**THE TASK**.
In the entries that follow, how many lines hold the string "confirm"? Give only that number.

**AVAILABLE DATA**.

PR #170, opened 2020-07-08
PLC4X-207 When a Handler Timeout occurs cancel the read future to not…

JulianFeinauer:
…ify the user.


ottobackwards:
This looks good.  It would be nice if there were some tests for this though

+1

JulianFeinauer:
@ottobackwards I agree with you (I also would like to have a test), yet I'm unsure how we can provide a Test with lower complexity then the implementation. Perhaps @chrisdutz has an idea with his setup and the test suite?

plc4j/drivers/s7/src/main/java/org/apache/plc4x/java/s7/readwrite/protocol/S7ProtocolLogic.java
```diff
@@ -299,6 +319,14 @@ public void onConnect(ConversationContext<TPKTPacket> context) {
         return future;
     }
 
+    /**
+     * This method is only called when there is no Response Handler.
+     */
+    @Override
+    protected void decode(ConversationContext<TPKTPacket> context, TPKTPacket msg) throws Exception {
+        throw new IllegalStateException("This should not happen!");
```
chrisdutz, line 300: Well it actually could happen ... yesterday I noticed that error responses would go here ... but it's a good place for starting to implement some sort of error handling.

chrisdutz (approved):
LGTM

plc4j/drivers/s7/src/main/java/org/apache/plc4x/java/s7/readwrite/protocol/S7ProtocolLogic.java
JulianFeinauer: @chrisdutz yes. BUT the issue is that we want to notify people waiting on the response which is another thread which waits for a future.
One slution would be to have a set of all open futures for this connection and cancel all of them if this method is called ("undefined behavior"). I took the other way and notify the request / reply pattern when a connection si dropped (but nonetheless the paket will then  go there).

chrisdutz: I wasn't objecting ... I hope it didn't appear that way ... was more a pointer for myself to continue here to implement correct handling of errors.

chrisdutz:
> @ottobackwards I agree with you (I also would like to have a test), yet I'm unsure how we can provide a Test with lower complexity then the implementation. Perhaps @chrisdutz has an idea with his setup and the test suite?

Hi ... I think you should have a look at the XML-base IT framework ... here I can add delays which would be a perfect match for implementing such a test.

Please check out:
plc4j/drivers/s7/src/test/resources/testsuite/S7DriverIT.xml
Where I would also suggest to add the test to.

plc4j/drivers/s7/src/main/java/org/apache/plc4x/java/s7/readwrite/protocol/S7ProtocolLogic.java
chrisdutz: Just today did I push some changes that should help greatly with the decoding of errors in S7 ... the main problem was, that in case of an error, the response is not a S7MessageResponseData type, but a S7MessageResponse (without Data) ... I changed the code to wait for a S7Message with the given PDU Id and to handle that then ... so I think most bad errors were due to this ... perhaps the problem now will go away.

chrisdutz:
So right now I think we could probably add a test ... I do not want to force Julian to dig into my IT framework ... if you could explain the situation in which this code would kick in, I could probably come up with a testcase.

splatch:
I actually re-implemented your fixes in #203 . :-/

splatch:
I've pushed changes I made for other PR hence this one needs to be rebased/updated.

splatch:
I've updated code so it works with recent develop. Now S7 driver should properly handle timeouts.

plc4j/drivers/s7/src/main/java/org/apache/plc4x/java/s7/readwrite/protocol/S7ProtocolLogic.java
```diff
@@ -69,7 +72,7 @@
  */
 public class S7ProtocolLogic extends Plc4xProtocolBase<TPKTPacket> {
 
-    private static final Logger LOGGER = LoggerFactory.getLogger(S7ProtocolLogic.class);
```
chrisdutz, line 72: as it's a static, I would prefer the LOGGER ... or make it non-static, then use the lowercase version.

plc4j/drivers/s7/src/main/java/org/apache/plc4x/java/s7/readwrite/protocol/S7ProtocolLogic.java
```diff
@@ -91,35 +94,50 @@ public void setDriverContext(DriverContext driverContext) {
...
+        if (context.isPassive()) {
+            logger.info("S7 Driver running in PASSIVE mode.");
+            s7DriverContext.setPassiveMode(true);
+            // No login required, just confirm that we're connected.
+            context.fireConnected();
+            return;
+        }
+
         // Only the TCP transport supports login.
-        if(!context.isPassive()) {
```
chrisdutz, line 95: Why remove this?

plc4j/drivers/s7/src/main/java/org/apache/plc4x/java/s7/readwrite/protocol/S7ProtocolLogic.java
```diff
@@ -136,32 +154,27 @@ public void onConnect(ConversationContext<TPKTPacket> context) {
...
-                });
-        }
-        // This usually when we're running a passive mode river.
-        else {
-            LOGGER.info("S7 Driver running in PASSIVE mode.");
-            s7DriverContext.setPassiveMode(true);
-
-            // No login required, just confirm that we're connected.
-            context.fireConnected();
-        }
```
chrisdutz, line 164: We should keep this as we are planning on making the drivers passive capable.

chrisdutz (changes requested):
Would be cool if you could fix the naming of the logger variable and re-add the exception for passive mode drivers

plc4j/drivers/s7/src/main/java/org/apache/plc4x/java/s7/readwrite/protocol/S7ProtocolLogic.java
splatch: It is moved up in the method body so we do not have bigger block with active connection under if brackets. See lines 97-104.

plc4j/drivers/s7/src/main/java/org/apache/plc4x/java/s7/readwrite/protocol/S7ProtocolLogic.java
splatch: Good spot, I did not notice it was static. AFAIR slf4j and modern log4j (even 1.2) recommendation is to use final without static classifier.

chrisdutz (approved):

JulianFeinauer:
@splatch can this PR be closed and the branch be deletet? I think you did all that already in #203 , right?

**EXERCISE RESULT**.
2